Arts

Eurovision hopeful James Newman on why he hopes to compete again in 2021

After years of disappointment, James Newman was billed as the UK's great hope at the Eurovision Song Contest. Following the event's cancellation amid the coronavirus pandemic, he talks to Alex Green about his current disappointment and desire to compete in 2021

UK Eurovision hopeful James Newman
Alex Green

JAMES Newman was driving to the supermarket when he heard the news. For the first time in its six decade history, the Eurovision Song Contest was cancelled – another casualty of the coronavirus pandemic.

Back in February, the 34-year-old was revealed as the UK's latest entry, after Michael Rice placed last in 2019 with Bigger Than Us. He was tasked with turning around the UK's fortunes at the event.

But just two months before he was due to travel to Rotterdam to compete at the city's Ahoy Arena, it seemed that his journey was being cut short.

"It was literally a few hours before they released their official statement," he recalls from the kitchen-turned-office of his London home.

"I was driving to the shops to get some food and I had to pull over because I was like, 'Oh my God'.

It was a big moment to hear it had been cancelled and I had to take a minute to reset myself."

The songwriter and brother of the hit singer John Newman was due to perform My Last Breath.

And unlike many recent UK entries, he was a proven hit-maker. Newman, from Settle in North Yorkshire, helped write the Brit Award-winning Waiting All Night by Rudimental and Ella Eyre.

He also wrote Lay It All On Me by Rudimental featuring Ed Sheeran, and Blame, performed by Calvin Harris featuring his brother John.

"I definitely knew it was coming," he sighs, sounding more than a little deflated.

"At first there were people saying that maybe Eurovision could be in a closed studio, or in the arena with no-one there. But the more and more time went on, you realise that nothing like that would be possible.

"Everyone just had to hunker down. We were waiting for them to say it really. It's so important for people's health to not have gatherings – so a massive gathering, with 20,000 people and all the other people in the city, it wouldn't be the greatest idea."

There was a palpable sense that the UK might improve its standing at Eurovision this year. Entrants have largely failed to finish in a high-ranking position in recent years, and a number of times have come in last place.

The last time the UK won Eurovision was in 1997, with Katrina And The Waves' Love Shine A Light, and the UK has not finished in the top 10 since its 2009 entry, Jade Ewen's It's My Time. This year, BBC bosses scrapped the public vote and teamed up with the record label BMG to choose the singer and the song instead. Newman, who is signed to BMG, came out top.

"It would have felt weird singing to an empty room," he adds.

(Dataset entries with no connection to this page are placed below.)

PR #1170, opened 2021-02-08
refactor: Context and Qualify

scolsen:
This PR is on the bigger side and does a few things:

1. Augments `Context.hs` with several utility functions for managing environments and other properties of a context--this enables us to use a more abstract/opaque API and move all context updating into a single place, making it harder to get things wrong.
2. Refactors the `Qualify` module to include types for representing *fully qualified xobjs and sympaths*. While I was working through the code base I realized that we were qualifying symbols across module boundaries (for example, the xobjs passed to `define` in `Primitives.hs` are fully qualified by `annotateWithinContext` in `Eval.hs`, which is also called in a few other contexts, meanwhile, several other primitives qualified symbols themselves, using contextPaths.) The old situation made code hard to grok and made it easy to mistakenly re-qualify a symbol that was already qualified or forget to qualify a symbol that still needed qualification. Using a type to represent the difference is a more defensive strategy which should make communication across modules more apparent and make it harder to do the wrong thing.
3. A couple of other miscellaneous refactors are included.

### DIFF
--- a/core/Macros.carp
+++ b/core/Macros.carp
@@ -85,7 +85,7 @@
                                             (Dynamic.String.concat [x newline])))
                                 strings
                                 ())]
-    (eval (list 'meta-set! name "doc" (Dynamic.String.concat (list-to-array-internal separated []))))))
+    (list 'meta-set! name "doc" (Dynamic.String.concat (list-to-array-internal separated [])))))
 
 (doc print-doc "Print the documentation for a binding.")
 (defmacro print-doc [name]
--- a/src/Primitives.hs
+++ b/src/Primitives.hs
@@ -124,7 +124,7 @@ primitiveColumn x@(XObj _ i _) ctx args =
 primitiveImplements :: BinaryPrimitiveCallback
 primitiveImplements call ctx x@(XObj (Sym interface@(SymPath _ _) _) _ _) (XObj (Sym (SymPath prefixes name) _) _ _) =
   do
-    (maybeInterface, maybeImpl) <- pure (lookupBinder interface tyEnv, lookupBinder (SymPath modules name) global)
+    (maybeInterface, maybeImpl) <- pure (lookupBinderInTypeEnv ctx interface, lookupBinderInGlobalEnv ctx (SymPath modules name))
     case (maybeInterface, maybeImpl) of
       (_, Nothing) ->
         if null modules
@@ -135,8 +135,6 @@ primitiveImplements call ctx x@(XObj (Sym interface@(SymPath _ _) _) _ _) (XObj 
       (Just interfaceBinder, Just implBinder) ->
         addToInterface interfaceBinder implBinder
   where
-    global = contextGlobalEnv ctx
-    tyEnv = getTypeEnv . contextTypeEnv $ ctx
     SymPath modules _ = consPath (contextPath ctx `union` prefixes) (SymPath [] name)
     warn :: IO ()
     warn = emitWarning (show (NonExistentInterfaceWarning x))
@@ -173,7 +171,7 @@ primitiveImplements _ ctx x _ =
   pure $ toEvalError ctx x (ArgumentTypeError "implements" "a symbol" "first" x)
 
 define :: Bool -> Context -> XObj -> IO Context
-define hidden ctx@(Context globalEnv _ typeEnv _ proj _ _ _) annXObj =
+define hidden ctx annXObj =
   pure (hideIt freshBinder)
     >>= \newBinder ->
       if isTypeDef annXObj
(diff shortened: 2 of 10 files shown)


src/Primitives.hs
```diff
@@ -430,48 +409,36 @@ primitiveMembers _ ctx target = do
...
-              newEnv = envInsertAt global fullPath updated
-           in (ctx {contextGlobalEnv = newEnv}, dynamicNil)
-        else evalError ctx ("`meta-set!` failed, I can't find the symbol `" ++ pretty target ++ "`") (xobjInfo target)
+      let updated = Meta.updateBinderMeta (Meta.stub fullPath) key value
+       in (insertInGlobalEnv ctx qpath updated, dynamicNil)
+--if null prefixes
+--  then
+--    let updated = Meta.updateBinderMeta (Meta.stub fullPath) key value
+--     in (insertInGlobalEnv ctx fullPath updated, dynamicNil)
+--  else evalError ctx ("`meta-set!` failed, I can't find the symbol `" ++ pretty target ++ "`") (xobjInfo target)
```
hellerve, line 441: Can we get rid of this?

hellerve (commented):
I can’t say I fully understood all the code and its consequences in this PR yet, but it looks very very good so far! Thanks for all of this 🎉

core/Macros.carp
```diff
@@ -85,7 +85,7 @@
                                             (Dynamic.String.concat [x newline])))
                                 strings
                                 ())]
-    (eval (list 'meta-set! name "doc" (Dynamic.String.concat (list-to-array-internal separated []))))))
```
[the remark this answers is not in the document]
scolsen: When I build and run this version of the compiler it does correctly add the docs when files are loaded in the REPL. Let me verify that it actually generates docs when generation is called.

src/Primitives.hs
scolsen: Actually, I likely need to restore it. This removes the error for calling `meta-set` against a qualified path so that `(doc Foo.bar "")` would work. Of course, if you actually try to evaluate this, you'll get the "can't insert into non-existing module" error when `Foo` does not yet exist. Likely we should just make that error an actual error since it's more general.

core/Macros.carp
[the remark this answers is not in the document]
hellerve: Okay, that’s great! Does the same apply to the other annotations (`sig`, `hidden`, etc)?

src/Primitives.hs
hellerve: Oh yeah, that makes sense of course!

src/Qualify.hs
```diff
@@ -11,147 +27,293 @@ import qualified Set
...
+          >>= \qualifiedCases -> pure $ Qualified $ XObj (Lst (matchExpr : qualifiedExpr : concat qualifiedCases)) i t
+  where
+    Just ii = i
+    lvl = envFunctionNestingLevel env
+    innerEnv :: Env
+    innerEnv = Env Map.empty (Just env) (Just ("case-env-" ++ show (infoIdentifier ii))) Set.empty InternalEnv lvl
+    qualifyCases :: (XObj, XObj) -> Either QualificationError [Qualified]
+    qualifyCases (l@(XObj (Lst (_ : xs)) _ _), r) =
+      let innerEnv' = foldl' foldVars innerEnv xs
+       in setFullyQualifiedSymbols typeEnv globalEnv env l
```
eriksvedang, line 257: Do notation must look better here, no?

src/Qualify.hs
```diff
@@ -11,147 +27,293 @@ import qualified Set
...
+      ++ "in the given context."
+
+--------------------------------------------------------------------------------
+-- Data
+
+-- | Denotes an XObj containing only symbols that *have been fully qualified*.
+--
+-- A fully qualified xobj **must not** be qualified further (e.g. using context
+-- paths).
+newtype Qualified = Qualified {runQualified :: XObj}
```
eriksvedang, line 55: To me, `run` signals that there's a monadic action going on.

eriksvedang (commented):
Didn't have time to fully read and understand it all (but most of it) and it looks very promising. The enhanced type safety will hopefully do wonders!

src/Qualify.hs
eriksvedang: (see line 258...)

src/Qualify.hs
scolsen: Good point! changed.

core/Macros.carp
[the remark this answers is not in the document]
scolsen: Yes, that's correct.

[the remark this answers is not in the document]
scolsen: I'll make the same change for the other meta-set forms in a follow-up PR.

src/Primitives.hs
scolsen: restored for now f61526d--I'll add proper error handling to `envInsertAt` in a folllow-up.

src/Qualify.hs
scolsen: I changed pretty much all these instances of `>>=` to do notation based on our discussions!

src/Qualify.hs
scolsen: 3cdc04e

scolsen:
@eriksvedang assuming the tests still pass, I think this should be ready to merge if everything looks good

eriksvedang:
@scolsen Thanks for your hard work – outstanding!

"You see the previous years and the vibe in the arena and the energy – you want the audience there to play off it."

At Eurovision, staging is everything. A good song can flounder on an underwhelming light show or clunky dance routine, while a mediocre entry can soar with just the right amount of strobe lighting.

Newman had already committed to an impressive stage production based on the music video for My Last Breath.

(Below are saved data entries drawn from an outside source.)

PR #1172, opened 2021-02-18
fix: don't qualify paths of registered types

scolsen:
The previous commit added qualification to paths of registered types.
However, while types defined in Carp support qualification (definition
within a module) thanks to special logic, this logic is not yet
implemented for registered types, leading to errors if their paths are
qualified in the type environment. This commit fixes the behavior and
adds a TODO to support this for registered types.

### DIFF
--- a/src/Primitives.hs
+++ b/src/Primitives.hs
@@ -237,7 +237,8 @@ primitiveRegisterTypeWithoutFields :: Context -> String -> Maybe String -> IO (C
 primitiveRegisterTypeWithoutFields ctx t override = do
   let path = SymPath [] t
       typeDefinition = XObj (Lst [XObj (ExternalType override) Nothing Nothing, XObj (Sym path Symbol) Nothing Nothing]) Nothing (Just TypeTy)
-  pure (insertInTypeEnv ctx (qualifyPath ctx path) (toBinder typeDefinition), dynamicNil)
+  -- TODO: Support registering types in modules
+  pure (insertInTypeEnv ctx (markQualified path) (toBinder typeDefinition), dynamicNil)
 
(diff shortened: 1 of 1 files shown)


eriksvedang:
I'm not sure I get how the behavior changes with this PR?

scolsen:
> I'm not sure I get how the behavior changes with this PR?

Basically, before this PR if you did:

```
(defmodule Foo
  (defmodule Bar
    (register-type Baz)
  )
)
```

You'd encounter the "can't insert into non-existing env" error since it would try to put `Foo.Bar.Baz` in the type environment. Note that this *is* supported for `deftype`:

```
(defmodule Foo
  (defmodule Bar
    (deftype Baz)
  )
)
```
works fine, but that's only because there's special logic in the `deftype` primitive that makes it work -- that logic is currently missing for `register-type`, so it doesn't know how to insert something into the type environment.

Sorry, I should have explained this in the OP!

eriksvedang:
OK, so it's not crashing now (which is great!) but it does the wrong thing – is that a correct assesment? :)

eriksvedang:
The registered type just gets inserted at the toplevel, right?

scolsen:
> The registered type just gets inserted at the toplevel, right?

Yes, that's correct, which was the behavior for `deftype` as well until recently.

If it makes more sense, I can go ahead and implement the same module insertion behavior for register-type before we merge this--probably better than just adding a TODO 😅

eriksvedang:
@scolsen Yeah let's go with that!

eriksvedang:
I went ahead and merged it, seems better than crashing. But the todo should be addressed still, of course.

Inspired by Wim Hof, aka The Iceman, a Dutch extreme athlete known for his ability to withstand freezing temperatures, he wanted the stage lit up like "an icy tundra".

"We were going to have a big cube of water and all the water was going to disappear on to the screens," he explains excitedly.

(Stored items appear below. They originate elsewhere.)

PR #1173, opened 2021-02-18
fix: don't `eval` meta-set! macros

scolsen:
Previously, we called eval on meta-set! macros like doc and sig. The
effect of this is to make such calls in the repl have immediate effect,
rather than print their macro expansions. Unfortunately, this behavior
has a dark and unintended consequence when evaluating files. Because
these macro calls force evaluation of their bodies, the meta-set! call
is executed immediately on macro expansion, *often in the wrong
context*, resulting in "stub" meta forms for undefined bindings to be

"It was going to be a big tidal wave. It was going to be epic. You get the plans and you think 'I can't believe they're going to actually make that', so I was very excited to see it all come together. But obviously, that's not going to happen now."

The question on everybody's lips is, of course, will he compete again? So far, the contest's producer, the European Broadcasting Union, has confirmed that Eurovision will return to Rotterdam in 2021.

On top of that, this year's song entries will not be eligible next year, but artists may re-enter with a new song.

Newman is keen to have another stab at success, but must await the BBC, who hold the final decision, along with BMG.

"I feel like I need to finish what I started," Newman asserts.

"I have learnt so much through the Eurovision community, and it's such an amazing world. I want to carry on what I have started. But it's up to the BBC and what they want to do."

Despite the contest being absent from our lives, Newman is riding high off the back of the promotional campaign for the Eurovision that never was. He has a new single out, the soaring ballad Enough, and an album in the works, which he is working on over Zoom.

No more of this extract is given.